# Senior Maltese in to ACPS in Jax FL



## Duckman (May 2, 2006)

https://www.facebook.com/jaxanimals/posts/924946260956961:0


----------



## Matilda's mommy (Jun 1, 2005)

Oh my gosh how can someone give him away, I'm sure he gave them lots of love. 
Oh how I hope someone adopts him soon.
It would be extra special if it was someone on SM


----------



## LOVE_BABY (May 5, 2015)

He is adorable!:wub: I love him :heart: & wish I could afford another Maltese and that Baby would tolerate living with another dog {he is terrified of other dogs}. Am also wondering how someone could bring him to a shelter, unless there is more to the story & his parents have passed away perhaps? There are a lot of older senior people living in Florida so perhaps this is the case? That little guy is so precious he deserves to be safe, protected & able to enjoy the rest of his life. They all do! Once again, where was he when I was looking to adopt???? I wasn't able to adopt a Maltese even if my life had depended on it a couple of years ago even though I spent nearly 2 years trying! They just weren't available to me...


----------



## sherry (Jan 4, 2013)

This breaks my heart! What a special little guy! I don't understand how people can just dump their pets? Unless they were ill. I shouldn't judge what I know nothing about.


----------



## Barb J (Sep 17, 2015)

Is there any chance of a rescue pulling this baby?


----------



## sherry (Jan 4, 2013)

I just read an update! His Mommy saw the post on FB and is going to pick him up. He got out and didn't have a collar on! Great news!


----------



## Tanner's Mom (May 27, 2005)

Just another reason to keep some kind of identification on our babies all the time whether it's a microchip or a collar or tags. All. The. Time. I know, I can hear it now, "my baby never goes out of the house without me". Well what if "something" happens, like a fire and baby gets out, or a tree falls on your house & baby gets out or someone leaves a door open and baby gets out. You never know when "something" is going to happen, that's why all of mine wear an identification collar with their name and my cell # on it in addition to their being chipped. OK, I'll climb down off my soapbox.


----------



## Polly's mom (Apr 29, 2013)

Oh, Thank you God!! That makes me so happy!


----------



## Snuggle's Mom (Jan 3, 2008)

What wonderful news that his Mom found him and will be picking him up!! I would have been frantic not knowing where he was.


----------



## Matilda's mommy (Jun 1, 2005)

sherry said:


> I just read an update! His Mommy saw the post on FB and is going to pick him up. He got out and didn't have a collar on! Great news!

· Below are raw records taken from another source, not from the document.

PR #313, opened 2024-11-28
Add street_number.missing_building_number messages

rochlefebvre:
The street_number field needs message translations for errors related to a possibly missing building number, in instructional and informative formats. The message code and text mirror those for the address1 field.

### Checklist


DominiqueFlaaa:
Please link back to a relevant issue/epic.

rochlefebvre:
> I noticed we have these translations on address2 and line2 as well. Do we really need these?

I don't see a scenario where we would flag address2 or line2 if there was no building number.  Those would go on address1 or street_number.  So I'd say... no?

DominiqueFlaaa (approved):

PR #316, opened 2024-12-11
Speed up configure_i18n by precomputing paths and indexing descendants

gmalette:

In our codebase, we perform `Worldwide.configure_i18n` on every boot, which means every time we run tests. 
Recent versions of Worldwide have decreased the time required from ~350ms down to <200ms, but it's still quite a bit.

Here's a profile of `configure_i18n` taken before this PR:

image

[Profile before](https://github.com/user-attachments/files/18098893/vernier-before.json)

We can see that 2 things take up most of the time: 
- `Dir[]` (`cldr_locale_paths` is clearly visible, 2 others appear nested in `other_data_path` and `regions_data_path`)
- `expanded_locales_from_configuration` via `Array#include?`

Given the files in `data` are static, and the output of `Dir[]` is known at gem-package time, we can use this knowledge to pre-generate files that act as indices to the yaml files.

Second, instead of scanning each locale within the `fallback`, we can make a reverse-index and use that to figure out the descendants. 

image

With these 2 changes, `configure_i18n` goes from 178ms to ~10ms on my machine.

There are other improvements we could make, like performing the matches only on the index (don't need to `match` the `GEM_ROOT` prefix), but I'm happy with this, for now.

Path of least resistance

1. Is there a better place for the rake task? I don't know anything about this gem
2. Are the changes _correct_ ?

### Checklist


rake/tasks/cldr.rake
```diff
@@ -49,6 +49,30 @@ namespace :cldr do
...
     end
 
+    desc <<~DESCRIPTION
+      Generate indices of files in the CLDR data
+
+      This task generates a list of all files in the CLDR data, which is used to speed up the loading of the data.
+
+      eg.: bundle exec rake cldr:data:generate_paths
+    DESCRIPTION
+    task :generate_paths do
```
rochlefebvre, line 59: nit: Can you move the body of this task into its own class, following the pattern of the other tasks in this rake file?
```ruby
# rake/cldr/generate_paths.rb
module Worldwide
  module Cldr
    class GeneratePaths
      def perform
        # ...
```
No need to write tests; none of the other rake helpers do.

data/cldr/paths.txt
rochlefebvre, line 1: I considered the idea of not committing these index files to the repo, and simply having them exist as gem artifacts that get generated during packaging. But this is much better: as index updates will be tracked via commits, their contents will be covered by tests, and there is no chance that a broken packaging workflow will corrupt the indexes.

PR #168, opened 2021-12-03
Support indexing scheduler evm event

shunjizhan:
## Change
Previously if an evm event is triggered by scheduler, it has no extrinsics, so when trying to get tx hash from extrinsic, it will crash subql. So we added this dummy tx hash for these kind of event.

Note that I chose a very distinguishable dummy tx hash (instead of `0x`), so if this is causing any problem in the future, we will know immediately what is the cause, since the error msg will look something like
```
ERROR: can't find tx hash 0x6666666666666666666666666666666666666666666666666666666666666666
```

## Test
Ran all waffle examples, previously it will crash subql, now it won't. And so far there is no known way to crash subql anymore :tada:

### DIFF
--- a/evm-subql/src/mappings/mappingHandlers.ts
+++ b/evm-subql/src/mappings/mappingHandlers.ts
@@ -6,7 +6,7 @@ import { SubstrateEvent } from '@subql/types';
 import { Log, TransactionReceipt } from '../types';
 
 const NOT_EXIST_TRANSACTION_INDEX = 0xffff;
-const DUMMY_TX_HASH = '0x6666666666666';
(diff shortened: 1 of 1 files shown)


evm-subql/src/mappings/mappingHandlers.ts
```diff
@@ -6,14 +6,16 @@ import { SubstrateEvent } from '@subql/types';
 import { Log, TransactionReceipt } from '../types';
 
 const NOT_EXIST_TRANSACTION_INDEX = 0xffff;
+const DUMMY_TX_HASH = '0x6666666666666';
```
xlc, line 9: can you make it the same length as a standard tx hash

xlc (approved):

PR #170, opened 2021-12-03
rename adaptor to adapter

shunjizhan:


shunjizhan:
is it going to affect the npm package name?

xlc (approved):
it is better to break it now than later

PR #171, opened 2021-12-03
Update dockerfile

xlc:
now the working dir is root dir

`docker build -f eth-rpc-adapter/Dockerfile .`


eth-rpc-adapter/Dockerfile
```diff
@@ -1,18 +1,39 @@
...
 
 COPY . .
-COPY docker/package.json ./package.json
-COPY docker/yarn.lock ./yarn.lock
+RUN rush update
+
+WORKDIR /app/eth-rpc-adapter
+
+RUN rush build -t .
+RUN yarn build
```
shunjizhan, line 22: I think we don't need `yarn build` anymore after `rush build -t .`

tj4laminar:
looks good.. later release , we should reduce its size.

tj4laminar (approved):
👍

PR #188, opened 2021-12-15
Docker CI

shunjizhan:
## Change
Finally we have CI to run all these tests for us! **Note that this is only a MVP version**, since @ntduan has some PRs waiting, so we could merge this "usable version" first, and I will do optimazations/refactor in another PR, also please let me know any suggestions for refactor/optimazation.

Currently this will run all e2e tests including:
- `eth-rpc-adaptor` tests
- `eth-provider` tests
- `truffle examples` deploy + test
- `hardhat examples` deploy + test
- `waffle examples` tests

In the future if we imported other contracts as examples, we could also integrate these contracts into CI as well, such as wormhole, linkdrop.

## Test
- all CI tests passed! https://github.com/AcalaNetwork/bodhi.js/actions/runs/1580928038
- if anything goes wrong, CI is expected to catch it for us, so I changed test cases to wrong expectation manually, and CI fails! https://github.com/AcalaNetwork/bodhi.js/actions/runs/1580911334

## TODO
- currently the file structure is random (Dockerfile is in root), maybe should put it in `/test` folder?
- some services need to wait for other independent service to build, need optimazation
- change `COPY --from=bodhi /app /app` to copy only the needed folders
- **let me know your suggestions for refactor/optimazation!**


Dockerfile.bodhi
```diff
@@ -0,0 +1,123 @@
+FROM node:16-alpine as bodhi
```
xlc, line 1: I think if the filename is `bodhi.Dockerfile` then you will have proper syntax highlighting

xlc (approved):

Dockerfile.bodhi
shunjizhan: sounds good, changed. BTW for some reason my vscode can auto detect proper syntax highlighting for `Docker.xxx` as well lol

PR #195, opened 2021-12-16
block full transaction

ntduan:
@xlc  Now transactions contain only evm's transactions


shunjizhan:
some CI tests are failing, looks like another polish we need to have is to print out logs when test failed, not sure why it only show logs when test succeed :thinking_face:

shunjizhan:
there are 2 ways we can reproduce these failure locally:
- follow the [readme](https://github.com/AcalaNetwork/bodhi.js#run-tests-with-docker) and run docker commands, to see logs we can do this in another terminal 
```
docker-compose logs --tail=0 --follow
```
- or we can normally run these tests with locally running service, such as `yarn test:dev`

shunjizhan:
I will double check if these are actual failure, or is it CI's glitch. since this PR passed all CI tests, https://github.com/AcalaNetwork/bodhi.js/pull/196, these might be real failures

shunjizhan:
ran tests locally, and I think the issue is cause by waffle/dex example error
```
  Dex
    1) "before all" hook for "getLiquidityPool works"


  0 passing (1s)
  1 failing

  1) Dex
       "before all" hook for "getLiquidityPool works":
     Error: overflow (fault="overflow", operation="toNumber", value="30166947999407255544874991818928313884966007890769378202518912836159817001281", code=NUMERIC_FAULT, version=bignumber/5.5.0)
```

Since all tests rely on this to "feed TXs" as first step, all tests are failing.

ntduan:
It does fail because I have to wait for a new version to be released before I can update the evm subql code

xlc (approved):

shunjizhan:
> It does fail because I have to wait for a new version to be released before I can update the evm subql code

Sounds good! Is the new version going to have a docker release too?

shunjizhan (approved):
:tada:

PR #217, opened 2022-01-09
Polished Unfinalized Cache and `eth_estimateGas`

### LINKED ISSUE #209: Make `eth_gasPrice()` and `eth_estimateGas()` Compatible
when MetaMask sends native token, it tries to get valid `gasPrice`(Max fee) and `gasLimit` by calling `eth_gasPrice()` and `eth_estimateGas()`, then users should only need to change `tip` (Max priority fee).

However, currently `eth_gasPrice()` is not compatible with `eth_estimateGas()`, and will produce invalid substrate gas params
```ts
// psudo
const gasPrice = eth_gasPrice();
const gasLimit = eth_estimateGas({ gasPrice, ...otherTxParams });
const substrateGasParams = calcSubstrateTransactionParams({
  txGasPrice: gasPrice,
  txGasLimit: gasLimit,
  ...otherConsts,
});   // => bad params
```

### LINKED ISSUE #214: Unfinalized Cache Keep A Couple More Blocks
instead of clearing all finalized block txs, we can keep a sliding window of the latest 10 finalized blocks + unfinalized blocks, so most recent tx can be queries from cache directly. We can even query cache and subql at the same time, and return whichever is faster. This will optimize the performance and stability, will also help many test cases to avoid using database.

shunjizhan:
## Change
- modified `eth_estimateGas` to return gasLimit + storageGasLimit, so after decoding substrate gasLimit won't be negative. fixed #209 
- changed unfinalzied block cache to cache for a couple more blocks, fixed #214 

## Test
- manually tested that metamask can send token directly without having to manually change gasLimit/gasPrice
- modified endpoint tests to use auto generated gasPrice/gasLimit from hard coded gas, and tests still passed
- modified tests for unfinalized cache according to the new behavoir

## Note
These RPCs are intended for metamask auto generated TX to work (such as sending token). However, when deploying a contract, developer still need to calculate gas params himself, since the default storage limit is 640, which is too small to complex TX.

### DIFF
--- a/eth-providers/src/base-provider.ts
+++ b/eth-providers/src/base-provider.ts
@@ -135,6 +135,11 @@ export interface TXReceipt extends partialTX {
   status?: number;
 }
 
+export interface GasConsts {
+  storageDepositPerByte: bigint,
+  txFeePerGas: bigint,
+}
+
 export abstract class BaseProvider extends AbstractProvider {
   readonly _api?: ApiPromise;
   readonly formatter: Formatter;
@@ -539,6 +544,11 @@ export abstract class BaseProvider extends AbstractProvider {
     };
   };
 
+  _getGasConsts = (): GasConsts => ({
+    storageDepositPerByte: (this.api.consts.evm.storageDepositPerByte as UInt).toBigInt(),
+    txFeePerGas: (this.api.consts.evm.txFeePerGas as UInt).toBigInt(),
+  });
+
   /**
    * Estimate gas for a transaction.
    * @param transaction The transaction to estimate the gas of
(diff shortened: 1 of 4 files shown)


eth-providers/src/base-provider.ts
```diff
@@ -546,7 +546,7 @@ export abstract class BaseProvider extends AbstractProvider {
    */
   estimateGas = async (transaction: Deferrable<TransactionRequest>): Promise<BigNumber> => {
     const resources = await this.estimateResources(transaction);
-    return resources.gas;
+    return resources.gas.mul(30); // TODO: this is a temp gas limit, we should optimize gas limit later
```
xlc, line 549: estimateResources provides the storage limit as well, so should use `gas_limit + storage_entry_limit * storage_entry_deposit / tx_fee_per_gas` to return the value

shunjizhan: done

shunjizhan:
merged #220 so close this one

PR #227, opened 2022-01-13
remove EIP-1559 field for getBlock

### LINKED ISSUE #213: Sending Token Consumes High Gas Fee
when sending ACA tokens with metamask, gas fee paid is:
|                        | gasPrice (Gwei) | priority fee (Gwei) | Metamask estimation (ACA) | actual gas cost (ACA) |
|------------------------|-----------------|---------------------|---------------------------|-----------------------|
| with low priority gee  | ~200            | 1                   | 0.03 - 6.8                | 4000                  |
| with high priority gee | ~200            | ~200                | 6.7 - 6.8                 | 20                    |

need to investigate why gas cost is that high, and fix it. Ideally for the best UX, the actual gas cost should be very close the metamask estimation.

shunjizhan:
## Change
As discussed in #213 , we will make Metamask use Legacy format to send token, and it will do it if it doesn't see EIP-1559 fields in block data.

fix #213 

## Test
- Previously we already had test for metamask sending token using legacy format, they still pass
- manually did some testing and sending tokens still work

### DIFF
--- a/eth-providers/src/base-provider.ts
+++ b/eth-providers/src/base-provider.ts
@@ -354,7 +354,7 @@ export abstract class BaseProvider extends AbstractProvider {
       author: author,
       extraData: EMPTY_STRING,
 
-      baseFeePerGas: BIGNUMBER_ZERO,
+      // baseFeePerGas: BIGNUMBER_ZERO,
       transactions
     };
 


eth-providers/src/base-provider.ts
```diff
@@ -354,7 +354,7 @@ export abstract class BaseProvider extends AbstractProvider {
       author: author,
       extraData: EMPTY_STRING,
 
-      baseFeePerGas: BIGNUMBER_ZERO,
+      // baseFeePerGas: BIGNUMBER_ZERO,
```
xlc, line 357: should add some comments explain this

ntduan (approved):

PR #250, opened 2022-01-25
implement `eth_subscribe`

shunjizhan:
## Change
implemented `eth_subscribe` method, currently it only support `newHeads` and `logs` params.

## Test
- unit tested log filter function
- manually tested subscribe and unsubscribe, and they can send back logs/heads info from websocket

### DIFF
--- a/eth-providers/src/base-provider.ts
+++ b/eth-providers/src/base-provider.ts
@@ -178,21 +178,17 @@ export abstract class BaseProvider extends AbstractProvider {
     await this.isReady();
 
     this.api.rpc.chain.subscribeNewHeads(async (header: Header) => {
+      // cache
       const blockNumber = header.number.toNumber();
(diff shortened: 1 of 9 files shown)


eth-providers/src/base-provider.ts
```diff
@@ -169,6 +188,48 @@ export abstract class BaseProvider extends AbstractProvider {
     this.api.rpc.chain.subscribeFinalizedHeads(async (header: Header) => {
       this._cache!.handleFinalizedBlock(header.number.toNumber());
     }) as unknown as void;
+
+    // TODO: factor this out or maybe rename it to start subscription?
+    this.api.rpc.chain.subscribeNewHeads(async (header: Header) => {
+      if (this._listeners[NEW_HEADS]?.length > 0) {
```
xlc, line 194: why not merge this into the other `subscribeNewHeads`? we will want to avoid multiple subscriptions to reduce load on the node side

PR #261, opened 2022-02-01
add getEthResources

ntduan:


eth-providers/src/base-provider.ts
```diff
@@ -650,6 +651,79 @@ export abstract class BaseProvider extends AbstractProvider {
     return resources.gas.add(storageGasLimit);
   };
 
+  /**
+   * Get the gas for eth transactions
+   * @returns The gas used by eth transaction
+   */
+  getEthResources = async (
+    transaction: Deferrable<TransactionRequest>,
```
shunjizhan, line 659: we can make `transaction` param optional, so then we will be able to use this method directly to calculate eth gasLimit/gasPrice when we don't know the whole transactions

shunjizhan: something like
```
const ethGasParams = getEthResources({
  transactions: null,
  gasLimit,
  gasPrice,
  storageLimit,
})
```

ntduan: If the transaction parameter is not known, then a function can be designed separately.

PR #265, opened 2022-02-09
getFeeData polish

shunjizhan:
## Change
removed eip-1559 fields from getFeeData, this will make our provider compatible with wormhole relayer

## Test
previously there will be some gas calculation issue when used with relayer, now there isn't


xlc (approved):
at later stage we should have a cli flag to toggle between legacy mode vs eip1559 mode

PR #982, opened 2023-01-10
OCPBUGS-5516: avoid lister cache inconsistency in etcd cert signer

tjungblu:
This is to avoid restore inconsistencies where we rely on the lister cache. For the cert generation we should directly get the secret from the API like the apply does.


geliu2016 (approved):
/label cherry-pick-approved

tjungblu:
Let's close this for now, in favor of documenting the restart of the operators.

PR #992, opened 2023-01-19
OCPBUGS-5988: add dedicated success status for bootstrap removal

tjungblu:
/hold

less complicated than  #991

### DIFF
--- a/pkg/operator/bootstrapteardown/bootstrap_teardown_controller.go
+++ b/pkg/operator/bootstrapteardown/bootstrap_teardown_controller.go
@@ -12,6 +12,7 @@ import (
 	"github.com/openshift/library-go/pkg/operator/v1helpers"
 	apierrors "k8s.io/apimachinery/pkg/api/errors"
 	corev1listers "k8s.io/client-go/listers/core/v1"
+	"k8s.io/klog/v2"
 
 	"github.com/openshift/cluster-etcd-operator/pkg/etcdcli"
 	"github.com/openshift/cluster-etcd-operator/pkg/operator/ceohelpers"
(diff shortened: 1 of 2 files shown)


pkg/operator/bootstrapteardown/bootstrap_teardown_controller.go
```diff
@@ -139,7 +146,19 @@ func (c *BootstrapTeardownController) removeBootstrap(ctx context.Context, syncC
...
+}
+
+func setSuccessfulBoostrapRemovalStatus(ctx context.Context, client v1helpers.StaticPodOperatorClient) error {
+	_, _, updateErr := v1helpers.UpdateStatus(ctx, client, v1helpers.UpdateConditionFn(operatorv1.OperatorCondition{
+		Type:    "EtcdBoostrapMemberRemoved",
+		Status:  operatorv1.ConditionTrue,
+		Reason:  "BootstrapMemberRemoved",
+		Message: "etcd bootstrap member is removed",
+	}))
+	return updateErr
```
hasbro17, line 161: Is this new condition intended to block and signal to the bootkube process to proceed once the member is truly removed?
https://github.com/openshift/installer/blob/master/data/data/bootstrap/files/usr/local/bin/bootkube.sh.template#L481-L493

We would need to update wait-for-ceo in that case. If so, we could just make sure that `EtcdRunningInCluster ` is set only after the bootstrap member is no longer present in the membership.

tjungblu: dunno yet, I did a similar version earlier in https://github.com/openshift/cluster-etcd-operator/pull/991 and it failed terribly in CI.

At first it should signal assisted-installer to get these guys unblocked, then we can talk about the bootkube behavior.

tsorya: Adding it for wait_for_ceo needed in case of DelayedStrategy that assisted-installer is setting.
I don't think anybody else will need it

tjungblu: @tsorya checkout https://github.com/openshift/cluster-etcd-operator/pull/996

great news, oh my gosh I would be so upset I'd probably have a heart attack if one of my girls were lost. I'm just sooooo very happy for mom and her baby boy


----------



## Barb J (Sep 17, 2015)

Wonderful news.


----------



## LOVE_BABY (May 5, 2015)

*Yippee!!!*

:chili:This news made my day!!:aktion033: The best place he could be is with his family! A happy ending for once --yay!! I bet his Mommy & Daddy are so relieved! He is precious!:wub:


----------



## Sophieanne (Aug 1, 2013)

Oh.. Im so happy he is back to his mommy. I used to live in Jax and I would have drove down to go get him!!! So sad and glad at the same time!


----------